REQUIRED ACTION: Could you count how many lines of the data include "multiple" and answer with the number only?

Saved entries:
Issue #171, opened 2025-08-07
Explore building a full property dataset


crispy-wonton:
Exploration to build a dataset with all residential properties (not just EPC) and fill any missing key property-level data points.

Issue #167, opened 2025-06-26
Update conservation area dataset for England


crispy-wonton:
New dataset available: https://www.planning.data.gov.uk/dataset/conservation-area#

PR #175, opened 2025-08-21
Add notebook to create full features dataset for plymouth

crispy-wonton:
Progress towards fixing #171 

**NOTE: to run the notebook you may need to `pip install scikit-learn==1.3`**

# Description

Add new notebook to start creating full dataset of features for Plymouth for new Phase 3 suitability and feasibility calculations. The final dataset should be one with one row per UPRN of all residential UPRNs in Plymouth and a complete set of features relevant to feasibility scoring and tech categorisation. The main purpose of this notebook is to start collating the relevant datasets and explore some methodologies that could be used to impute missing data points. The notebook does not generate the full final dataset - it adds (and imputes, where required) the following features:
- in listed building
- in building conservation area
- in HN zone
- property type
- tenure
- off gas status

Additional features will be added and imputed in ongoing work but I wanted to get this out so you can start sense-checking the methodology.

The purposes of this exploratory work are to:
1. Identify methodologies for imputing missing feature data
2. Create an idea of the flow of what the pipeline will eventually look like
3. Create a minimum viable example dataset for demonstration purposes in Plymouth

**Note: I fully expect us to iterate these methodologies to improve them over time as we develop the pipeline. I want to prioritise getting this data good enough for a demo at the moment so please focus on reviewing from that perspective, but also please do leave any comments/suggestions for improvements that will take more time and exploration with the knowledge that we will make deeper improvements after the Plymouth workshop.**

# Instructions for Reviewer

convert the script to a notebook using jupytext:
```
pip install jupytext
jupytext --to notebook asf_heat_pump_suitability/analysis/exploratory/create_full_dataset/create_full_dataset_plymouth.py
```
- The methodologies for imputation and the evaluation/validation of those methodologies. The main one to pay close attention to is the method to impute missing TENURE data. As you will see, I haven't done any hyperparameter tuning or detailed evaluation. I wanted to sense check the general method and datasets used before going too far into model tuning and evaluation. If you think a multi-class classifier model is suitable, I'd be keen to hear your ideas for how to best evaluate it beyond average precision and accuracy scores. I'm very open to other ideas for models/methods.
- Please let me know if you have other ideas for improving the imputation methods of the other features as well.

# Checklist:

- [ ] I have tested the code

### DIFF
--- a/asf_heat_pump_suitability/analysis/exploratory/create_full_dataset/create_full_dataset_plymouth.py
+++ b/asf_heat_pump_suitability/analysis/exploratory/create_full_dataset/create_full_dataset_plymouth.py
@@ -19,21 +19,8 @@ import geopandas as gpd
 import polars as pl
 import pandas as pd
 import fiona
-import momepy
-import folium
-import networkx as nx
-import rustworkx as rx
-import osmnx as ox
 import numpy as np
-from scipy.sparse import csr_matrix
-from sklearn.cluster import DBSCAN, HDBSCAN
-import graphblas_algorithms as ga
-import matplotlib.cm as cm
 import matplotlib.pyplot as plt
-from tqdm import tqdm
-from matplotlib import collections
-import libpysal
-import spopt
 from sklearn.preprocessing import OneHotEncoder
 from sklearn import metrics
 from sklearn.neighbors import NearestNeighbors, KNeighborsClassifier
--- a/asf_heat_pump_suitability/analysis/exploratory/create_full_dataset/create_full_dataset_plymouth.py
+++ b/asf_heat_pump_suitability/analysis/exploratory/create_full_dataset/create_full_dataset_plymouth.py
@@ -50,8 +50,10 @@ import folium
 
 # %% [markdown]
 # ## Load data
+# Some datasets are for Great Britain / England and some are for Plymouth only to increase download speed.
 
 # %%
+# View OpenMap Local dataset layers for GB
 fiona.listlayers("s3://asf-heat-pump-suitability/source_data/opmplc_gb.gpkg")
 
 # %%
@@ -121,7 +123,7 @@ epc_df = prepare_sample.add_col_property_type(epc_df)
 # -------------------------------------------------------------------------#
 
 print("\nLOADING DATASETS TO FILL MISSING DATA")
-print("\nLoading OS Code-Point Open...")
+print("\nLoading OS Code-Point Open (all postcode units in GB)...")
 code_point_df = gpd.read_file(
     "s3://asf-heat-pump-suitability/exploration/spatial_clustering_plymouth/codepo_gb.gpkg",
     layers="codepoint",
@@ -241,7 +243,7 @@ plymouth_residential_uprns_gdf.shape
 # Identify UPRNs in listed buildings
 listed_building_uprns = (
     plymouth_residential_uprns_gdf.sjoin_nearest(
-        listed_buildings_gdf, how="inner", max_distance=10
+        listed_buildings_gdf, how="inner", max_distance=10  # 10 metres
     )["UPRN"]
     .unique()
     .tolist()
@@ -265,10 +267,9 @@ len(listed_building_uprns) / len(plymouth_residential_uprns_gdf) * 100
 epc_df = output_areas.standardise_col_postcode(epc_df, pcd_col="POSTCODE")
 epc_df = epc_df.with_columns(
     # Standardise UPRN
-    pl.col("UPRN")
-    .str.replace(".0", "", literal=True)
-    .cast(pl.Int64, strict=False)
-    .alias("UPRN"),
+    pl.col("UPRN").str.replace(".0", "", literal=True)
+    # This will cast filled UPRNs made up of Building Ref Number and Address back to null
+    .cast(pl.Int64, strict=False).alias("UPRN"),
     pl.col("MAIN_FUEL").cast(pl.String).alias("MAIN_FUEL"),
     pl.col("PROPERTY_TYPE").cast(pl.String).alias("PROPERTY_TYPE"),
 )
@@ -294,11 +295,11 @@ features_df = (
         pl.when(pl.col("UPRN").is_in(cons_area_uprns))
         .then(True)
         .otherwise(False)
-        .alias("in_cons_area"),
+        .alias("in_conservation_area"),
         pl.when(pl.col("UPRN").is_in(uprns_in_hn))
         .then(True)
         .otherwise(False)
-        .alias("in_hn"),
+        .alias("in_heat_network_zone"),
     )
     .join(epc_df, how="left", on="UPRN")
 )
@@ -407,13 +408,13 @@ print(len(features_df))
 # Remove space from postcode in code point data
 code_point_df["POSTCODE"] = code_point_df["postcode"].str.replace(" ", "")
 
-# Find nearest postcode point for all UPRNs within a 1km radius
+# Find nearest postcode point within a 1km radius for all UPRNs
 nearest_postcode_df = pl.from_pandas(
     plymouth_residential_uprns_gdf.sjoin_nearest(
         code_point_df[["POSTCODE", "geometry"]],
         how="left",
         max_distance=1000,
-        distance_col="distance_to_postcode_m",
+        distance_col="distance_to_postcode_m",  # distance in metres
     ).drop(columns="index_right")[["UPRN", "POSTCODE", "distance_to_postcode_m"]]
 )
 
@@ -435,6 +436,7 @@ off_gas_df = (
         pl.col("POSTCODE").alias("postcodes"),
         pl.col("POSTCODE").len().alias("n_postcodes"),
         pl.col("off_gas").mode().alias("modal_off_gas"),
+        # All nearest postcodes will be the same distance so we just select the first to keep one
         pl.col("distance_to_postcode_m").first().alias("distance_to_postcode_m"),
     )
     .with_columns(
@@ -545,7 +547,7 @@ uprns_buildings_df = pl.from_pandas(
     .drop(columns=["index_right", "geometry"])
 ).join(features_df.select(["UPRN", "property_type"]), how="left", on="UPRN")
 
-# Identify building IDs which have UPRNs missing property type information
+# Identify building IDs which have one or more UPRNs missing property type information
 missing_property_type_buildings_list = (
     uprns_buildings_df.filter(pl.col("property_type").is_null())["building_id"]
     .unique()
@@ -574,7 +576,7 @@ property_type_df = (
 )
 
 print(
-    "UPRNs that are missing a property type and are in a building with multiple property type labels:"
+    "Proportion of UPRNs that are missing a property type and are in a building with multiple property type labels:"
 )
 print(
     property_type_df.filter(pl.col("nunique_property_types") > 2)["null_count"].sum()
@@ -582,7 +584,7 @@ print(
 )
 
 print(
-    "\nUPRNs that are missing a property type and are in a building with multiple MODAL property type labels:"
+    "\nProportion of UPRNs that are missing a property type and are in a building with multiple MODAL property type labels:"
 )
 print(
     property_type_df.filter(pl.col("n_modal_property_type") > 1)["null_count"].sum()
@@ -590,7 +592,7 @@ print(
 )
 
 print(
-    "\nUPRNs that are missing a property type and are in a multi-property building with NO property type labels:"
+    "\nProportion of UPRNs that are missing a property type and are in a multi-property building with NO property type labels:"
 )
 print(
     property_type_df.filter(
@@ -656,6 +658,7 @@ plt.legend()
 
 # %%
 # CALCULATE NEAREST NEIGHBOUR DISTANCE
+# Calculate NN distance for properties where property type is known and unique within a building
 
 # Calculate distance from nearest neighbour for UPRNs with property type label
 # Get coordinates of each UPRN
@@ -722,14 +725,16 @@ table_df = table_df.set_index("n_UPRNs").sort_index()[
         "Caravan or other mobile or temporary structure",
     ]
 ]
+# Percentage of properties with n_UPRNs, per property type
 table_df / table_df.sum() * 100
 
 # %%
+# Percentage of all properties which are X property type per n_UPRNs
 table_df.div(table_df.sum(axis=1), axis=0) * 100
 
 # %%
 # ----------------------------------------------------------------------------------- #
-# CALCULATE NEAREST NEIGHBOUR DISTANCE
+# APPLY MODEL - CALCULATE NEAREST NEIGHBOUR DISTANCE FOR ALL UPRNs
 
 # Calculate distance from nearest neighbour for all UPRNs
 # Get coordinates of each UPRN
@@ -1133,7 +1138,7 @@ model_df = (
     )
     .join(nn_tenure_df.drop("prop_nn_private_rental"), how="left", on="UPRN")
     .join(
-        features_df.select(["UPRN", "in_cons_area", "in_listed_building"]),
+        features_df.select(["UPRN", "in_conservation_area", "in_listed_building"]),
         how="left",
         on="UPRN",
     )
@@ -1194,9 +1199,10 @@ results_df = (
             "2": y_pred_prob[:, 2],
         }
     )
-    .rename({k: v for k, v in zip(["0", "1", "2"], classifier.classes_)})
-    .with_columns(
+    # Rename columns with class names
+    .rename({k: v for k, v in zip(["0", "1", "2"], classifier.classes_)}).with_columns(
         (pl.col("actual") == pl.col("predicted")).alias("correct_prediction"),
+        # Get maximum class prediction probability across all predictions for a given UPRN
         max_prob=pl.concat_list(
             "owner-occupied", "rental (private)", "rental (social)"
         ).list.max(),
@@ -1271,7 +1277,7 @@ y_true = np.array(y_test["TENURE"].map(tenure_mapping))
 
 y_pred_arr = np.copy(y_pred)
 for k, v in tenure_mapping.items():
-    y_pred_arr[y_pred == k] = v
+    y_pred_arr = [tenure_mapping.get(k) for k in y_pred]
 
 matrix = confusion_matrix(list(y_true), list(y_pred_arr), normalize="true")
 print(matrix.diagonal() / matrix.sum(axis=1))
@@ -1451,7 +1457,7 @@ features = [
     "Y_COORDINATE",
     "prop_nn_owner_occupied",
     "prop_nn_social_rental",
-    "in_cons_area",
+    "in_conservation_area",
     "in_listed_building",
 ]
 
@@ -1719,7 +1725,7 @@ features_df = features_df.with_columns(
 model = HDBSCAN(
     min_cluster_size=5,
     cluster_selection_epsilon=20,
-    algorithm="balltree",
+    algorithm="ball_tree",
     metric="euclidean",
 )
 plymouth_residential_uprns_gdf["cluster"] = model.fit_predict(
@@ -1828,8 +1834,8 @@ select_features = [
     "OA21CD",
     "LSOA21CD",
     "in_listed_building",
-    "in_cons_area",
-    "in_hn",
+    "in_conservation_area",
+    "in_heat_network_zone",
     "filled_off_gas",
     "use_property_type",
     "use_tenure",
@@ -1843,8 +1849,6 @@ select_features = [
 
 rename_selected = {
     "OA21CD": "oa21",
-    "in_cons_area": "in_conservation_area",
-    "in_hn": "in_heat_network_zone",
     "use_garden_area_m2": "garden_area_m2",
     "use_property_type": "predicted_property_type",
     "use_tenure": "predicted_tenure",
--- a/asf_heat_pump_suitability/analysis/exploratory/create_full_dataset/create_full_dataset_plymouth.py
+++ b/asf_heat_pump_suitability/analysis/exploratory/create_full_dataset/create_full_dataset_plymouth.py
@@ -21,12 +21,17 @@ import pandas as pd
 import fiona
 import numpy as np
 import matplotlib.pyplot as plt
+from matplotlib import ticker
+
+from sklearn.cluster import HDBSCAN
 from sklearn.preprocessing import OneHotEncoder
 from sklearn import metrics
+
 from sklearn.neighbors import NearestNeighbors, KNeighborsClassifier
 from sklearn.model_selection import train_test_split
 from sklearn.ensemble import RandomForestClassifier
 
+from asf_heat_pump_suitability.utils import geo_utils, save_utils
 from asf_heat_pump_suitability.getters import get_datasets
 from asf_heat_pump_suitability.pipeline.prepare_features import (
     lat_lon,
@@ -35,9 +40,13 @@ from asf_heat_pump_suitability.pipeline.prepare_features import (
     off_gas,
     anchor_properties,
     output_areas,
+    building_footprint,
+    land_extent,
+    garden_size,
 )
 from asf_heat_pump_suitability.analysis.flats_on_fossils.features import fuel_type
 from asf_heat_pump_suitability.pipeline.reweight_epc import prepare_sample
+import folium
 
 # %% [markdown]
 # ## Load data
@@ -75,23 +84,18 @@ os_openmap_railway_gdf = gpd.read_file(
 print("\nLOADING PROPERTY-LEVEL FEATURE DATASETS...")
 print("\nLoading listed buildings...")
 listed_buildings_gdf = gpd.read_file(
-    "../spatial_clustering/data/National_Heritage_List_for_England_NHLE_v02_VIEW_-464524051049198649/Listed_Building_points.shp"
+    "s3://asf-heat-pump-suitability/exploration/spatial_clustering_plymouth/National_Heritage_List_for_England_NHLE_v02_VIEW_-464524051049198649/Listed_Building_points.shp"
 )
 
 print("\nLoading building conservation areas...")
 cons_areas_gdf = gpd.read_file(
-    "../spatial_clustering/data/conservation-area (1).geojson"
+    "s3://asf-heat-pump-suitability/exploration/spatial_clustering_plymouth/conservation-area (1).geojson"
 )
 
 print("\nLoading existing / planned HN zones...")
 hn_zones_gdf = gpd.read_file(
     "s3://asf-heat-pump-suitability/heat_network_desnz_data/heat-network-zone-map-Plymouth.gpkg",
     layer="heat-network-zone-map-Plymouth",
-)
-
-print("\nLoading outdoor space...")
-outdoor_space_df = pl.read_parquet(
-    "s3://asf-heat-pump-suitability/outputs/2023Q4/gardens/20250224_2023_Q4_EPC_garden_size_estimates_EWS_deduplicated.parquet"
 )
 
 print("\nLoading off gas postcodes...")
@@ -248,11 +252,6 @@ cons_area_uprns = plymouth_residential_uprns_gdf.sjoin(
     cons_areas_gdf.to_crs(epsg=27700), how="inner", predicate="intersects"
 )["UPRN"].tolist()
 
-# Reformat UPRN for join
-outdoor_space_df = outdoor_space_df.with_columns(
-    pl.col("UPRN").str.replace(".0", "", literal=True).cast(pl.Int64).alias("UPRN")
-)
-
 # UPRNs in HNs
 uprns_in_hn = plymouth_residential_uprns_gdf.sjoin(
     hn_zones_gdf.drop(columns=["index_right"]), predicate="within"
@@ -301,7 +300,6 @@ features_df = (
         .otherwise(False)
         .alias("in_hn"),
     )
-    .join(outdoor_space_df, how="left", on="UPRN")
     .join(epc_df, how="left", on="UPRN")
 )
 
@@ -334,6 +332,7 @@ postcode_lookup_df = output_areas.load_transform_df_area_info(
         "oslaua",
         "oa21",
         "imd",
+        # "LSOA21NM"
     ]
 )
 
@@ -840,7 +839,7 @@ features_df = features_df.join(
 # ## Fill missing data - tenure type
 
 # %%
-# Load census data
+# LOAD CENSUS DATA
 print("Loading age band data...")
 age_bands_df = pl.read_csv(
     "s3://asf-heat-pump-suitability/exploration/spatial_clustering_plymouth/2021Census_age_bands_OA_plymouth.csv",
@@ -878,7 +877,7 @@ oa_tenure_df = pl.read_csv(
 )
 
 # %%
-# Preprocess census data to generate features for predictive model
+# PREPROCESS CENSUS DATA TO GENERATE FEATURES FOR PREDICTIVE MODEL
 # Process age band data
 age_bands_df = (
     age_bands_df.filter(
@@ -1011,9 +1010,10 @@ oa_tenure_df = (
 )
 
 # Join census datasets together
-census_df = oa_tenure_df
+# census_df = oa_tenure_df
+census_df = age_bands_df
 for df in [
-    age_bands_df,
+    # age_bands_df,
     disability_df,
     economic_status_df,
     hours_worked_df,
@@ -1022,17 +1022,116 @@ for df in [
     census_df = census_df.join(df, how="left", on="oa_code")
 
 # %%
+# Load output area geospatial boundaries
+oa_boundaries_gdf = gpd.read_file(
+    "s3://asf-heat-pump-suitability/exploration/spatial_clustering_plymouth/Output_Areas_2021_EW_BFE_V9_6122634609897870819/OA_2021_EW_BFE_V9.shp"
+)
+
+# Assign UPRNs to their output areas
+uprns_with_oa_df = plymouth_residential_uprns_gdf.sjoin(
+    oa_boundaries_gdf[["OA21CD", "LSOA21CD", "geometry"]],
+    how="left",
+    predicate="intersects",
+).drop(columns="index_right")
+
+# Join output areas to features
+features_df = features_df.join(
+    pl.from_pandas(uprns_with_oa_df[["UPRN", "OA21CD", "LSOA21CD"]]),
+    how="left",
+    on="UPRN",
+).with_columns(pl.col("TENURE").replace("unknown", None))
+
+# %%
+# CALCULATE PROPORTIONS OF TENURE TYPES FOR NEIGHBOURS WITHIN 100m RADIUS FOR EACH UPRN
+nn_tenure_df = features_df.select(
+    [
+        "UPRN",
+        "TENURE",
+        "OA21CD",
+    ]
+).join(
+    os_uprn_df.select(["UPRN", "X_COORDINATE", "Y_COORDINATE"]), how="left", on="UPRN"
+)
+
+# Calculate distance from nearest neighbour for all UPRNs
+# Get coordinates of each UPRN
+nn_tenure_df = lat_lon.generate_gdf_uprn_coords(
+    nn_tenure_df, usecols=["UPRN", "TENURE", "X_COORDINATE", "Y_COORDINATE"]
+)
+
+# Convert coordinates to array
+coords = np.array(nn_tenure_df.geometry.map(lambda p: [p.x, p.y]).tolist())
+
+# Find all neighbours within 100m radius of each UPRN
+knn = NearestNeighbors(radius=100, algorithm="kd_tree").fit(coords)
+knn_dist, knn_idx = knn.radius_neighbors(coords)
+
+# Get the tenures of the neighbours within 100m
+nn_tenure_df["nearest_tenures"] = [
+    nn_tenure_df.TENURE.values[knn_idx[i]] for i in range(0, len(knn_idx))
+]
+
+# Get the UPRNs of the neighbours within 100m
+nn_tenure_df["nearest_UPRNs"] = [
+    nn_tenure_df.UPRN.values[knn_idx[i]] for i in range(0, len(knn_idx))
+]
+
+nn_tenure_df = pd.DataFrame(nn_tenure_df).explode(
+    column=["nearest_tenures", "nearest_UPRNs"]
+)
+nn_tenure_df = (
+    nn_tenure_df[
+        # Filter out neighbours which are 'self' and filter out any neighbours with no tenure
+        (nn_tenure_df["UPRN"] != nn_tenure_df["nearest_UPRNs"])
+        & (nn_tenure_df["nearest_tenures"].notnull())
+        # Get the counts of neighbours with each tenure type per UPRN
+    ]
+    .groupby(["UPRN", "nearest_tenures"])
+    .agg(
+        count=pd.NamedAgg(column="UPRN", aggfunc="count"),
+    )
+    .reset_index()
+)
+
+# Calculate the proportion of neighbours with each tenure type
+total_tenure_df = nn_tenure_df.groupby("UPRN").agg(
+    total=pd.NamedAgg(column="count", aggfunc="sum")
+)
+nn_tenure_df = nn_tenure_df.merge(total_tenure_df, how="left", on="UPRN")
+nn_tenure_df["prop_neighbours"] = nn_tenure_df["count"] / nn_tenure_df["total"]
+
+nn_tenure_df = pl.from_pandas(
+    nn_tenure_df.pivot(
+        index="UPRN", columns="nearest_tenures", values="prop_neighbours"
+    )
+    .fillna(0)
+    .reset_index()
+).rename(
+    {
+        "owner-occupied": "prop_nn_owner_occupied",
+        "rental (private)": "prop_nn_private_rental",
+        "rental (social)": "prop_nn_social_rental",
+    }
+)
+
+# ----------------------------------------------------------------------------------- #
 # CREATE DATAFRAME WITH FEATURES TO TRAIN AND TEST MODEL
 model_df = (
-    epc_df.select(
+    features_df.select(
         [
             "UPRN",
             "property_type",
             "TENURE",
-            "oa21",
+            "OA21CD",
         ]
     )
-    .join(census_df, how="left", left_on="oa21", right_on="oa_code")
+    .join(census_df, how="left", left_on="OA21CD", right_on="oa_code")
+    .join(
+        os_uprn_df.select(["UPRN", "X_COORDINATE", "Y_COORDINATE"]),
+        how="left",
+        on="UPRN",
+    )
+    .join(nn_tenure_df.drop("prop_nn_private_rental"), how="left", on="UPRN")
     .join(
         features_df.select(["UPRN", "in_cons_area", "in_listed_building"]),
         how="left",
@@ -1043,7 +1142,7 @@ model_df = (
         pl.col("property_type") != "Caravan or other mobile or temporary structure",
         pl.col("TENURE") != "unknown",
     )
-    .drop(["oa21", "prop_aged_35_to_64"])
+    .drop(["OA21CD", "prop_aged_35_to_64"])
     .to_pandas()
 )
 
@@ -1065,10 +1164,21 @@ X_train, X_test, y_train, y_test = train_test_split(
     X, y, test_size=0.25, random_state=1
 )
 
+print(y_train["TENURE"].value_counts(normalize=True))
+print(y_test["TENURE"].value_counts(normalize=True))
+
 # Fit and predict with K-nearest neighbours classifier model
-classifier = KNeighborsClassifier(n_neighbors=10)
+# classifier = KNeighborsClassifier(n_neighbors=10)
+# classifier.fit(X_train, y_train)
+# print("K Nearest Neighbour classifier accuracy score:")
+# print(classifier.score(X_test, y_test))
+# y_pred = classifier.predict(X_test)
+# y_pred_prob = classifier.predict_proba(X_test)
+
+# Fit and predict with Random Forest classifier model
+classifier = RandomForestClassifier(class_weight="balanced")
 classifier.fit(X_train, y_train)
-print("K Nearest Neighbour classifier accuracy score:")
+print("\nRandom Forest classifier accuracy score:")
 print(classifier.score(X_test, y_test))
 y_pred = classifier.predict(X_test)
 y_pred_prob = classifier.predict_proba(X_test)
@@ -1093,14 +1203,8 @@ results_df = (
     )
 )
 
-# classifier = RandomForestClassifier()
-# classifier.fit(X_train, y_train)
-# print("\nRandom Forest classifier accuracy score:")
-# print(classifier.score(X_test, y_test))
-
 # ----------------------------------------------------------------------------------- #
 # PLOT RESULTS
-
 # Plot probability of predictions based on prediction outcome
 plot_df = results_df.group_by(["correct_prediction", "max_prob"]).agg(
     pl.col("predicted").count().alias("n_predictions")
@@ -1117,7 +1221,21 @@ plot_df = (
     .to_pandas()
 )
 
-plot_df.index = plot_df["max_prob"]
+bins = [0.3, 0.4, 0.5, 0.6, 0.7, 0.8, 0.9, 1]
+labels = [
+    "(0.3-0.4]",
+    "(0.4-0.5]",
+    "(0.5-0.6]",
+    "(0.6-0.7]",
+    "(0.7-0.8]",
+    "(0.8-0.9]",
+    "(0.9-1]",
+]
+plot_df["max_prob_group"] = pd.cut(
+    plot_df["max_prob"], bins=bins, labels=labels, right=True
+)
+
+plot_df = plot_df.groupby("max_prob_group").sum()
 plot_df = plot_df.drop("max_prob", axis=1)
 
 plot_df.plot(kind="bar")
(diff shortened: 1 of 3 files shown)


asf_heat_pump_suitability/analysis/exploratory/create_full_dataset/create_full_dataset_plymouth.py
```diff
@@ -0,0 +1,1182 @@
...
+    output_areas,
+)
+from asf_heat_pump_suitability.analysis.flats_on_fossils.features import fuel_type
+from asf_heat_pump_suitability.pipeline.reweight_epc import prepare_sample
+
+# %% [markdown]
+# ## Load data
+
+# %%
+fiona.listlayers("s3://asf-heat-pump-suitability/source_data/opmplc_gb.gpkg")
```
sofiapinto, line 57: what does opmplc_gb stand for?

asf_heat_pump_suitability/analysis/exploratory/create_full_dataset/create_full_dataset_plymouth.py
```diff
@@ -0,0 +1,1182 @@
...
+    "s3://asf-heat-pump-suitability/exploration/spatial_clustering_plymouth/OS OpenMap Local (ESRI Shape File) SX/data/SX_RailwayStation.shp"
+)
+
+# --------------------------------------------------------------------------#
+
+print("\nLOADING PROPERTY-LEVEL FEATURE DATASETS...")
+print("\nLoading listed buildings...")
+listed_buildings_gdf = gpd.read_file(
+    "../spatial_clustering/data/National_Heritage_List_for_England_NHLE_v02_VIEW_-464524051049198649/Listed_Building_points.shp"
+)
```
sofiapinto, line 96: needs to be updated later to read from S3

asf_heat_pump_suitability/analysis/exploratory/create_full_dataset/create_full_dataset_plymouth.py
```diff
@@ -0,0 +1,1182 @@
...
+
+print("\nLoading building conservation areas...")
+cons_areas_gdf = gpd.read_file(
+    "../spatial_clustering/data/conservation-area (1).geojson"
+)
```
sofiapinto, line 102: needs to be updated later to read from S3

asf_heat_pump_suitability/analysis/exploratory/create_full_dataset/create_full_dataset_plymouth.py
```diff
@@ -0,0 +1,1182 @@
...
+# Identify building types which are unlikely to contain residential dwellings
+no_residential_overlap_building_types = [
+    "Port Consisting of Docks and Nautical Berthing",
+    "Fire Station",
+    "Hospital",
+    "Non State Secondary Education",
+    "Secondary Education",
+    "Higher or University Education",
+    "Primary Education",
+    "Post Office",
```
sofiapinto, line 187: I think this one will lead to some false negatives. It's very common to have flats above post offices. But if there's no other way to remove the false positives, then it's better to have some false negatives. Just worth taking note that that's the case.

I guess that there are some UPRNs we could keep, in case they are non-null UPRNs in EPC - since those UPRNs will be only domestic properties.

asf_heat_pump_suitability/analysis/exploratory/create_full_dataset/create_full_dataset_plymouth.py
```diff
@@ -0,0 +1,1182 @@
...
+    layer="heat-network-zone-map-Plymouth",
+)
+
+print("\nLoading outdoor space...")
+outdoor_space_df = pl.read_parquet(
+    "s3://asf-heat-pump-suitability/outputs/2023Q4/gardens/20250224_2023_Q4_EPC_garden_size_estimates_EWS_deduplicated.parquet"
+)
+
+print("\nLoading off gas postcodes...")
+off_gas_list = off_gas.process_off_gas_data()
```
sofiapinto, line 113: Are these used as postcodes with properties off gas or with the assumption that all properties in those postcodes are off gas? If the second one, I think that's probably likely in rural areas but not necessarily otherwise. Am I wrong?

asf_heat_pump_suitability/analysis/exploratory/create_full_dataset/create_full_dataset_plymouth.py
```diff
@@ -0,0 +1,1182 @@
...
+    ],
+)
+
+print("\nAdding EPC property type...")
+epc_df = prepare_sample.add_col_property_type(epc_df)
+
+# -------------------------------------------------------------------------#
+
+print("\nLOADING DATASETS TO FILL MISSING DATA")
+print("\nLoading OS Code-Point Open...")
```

RESPONSE TO THE TASK: 4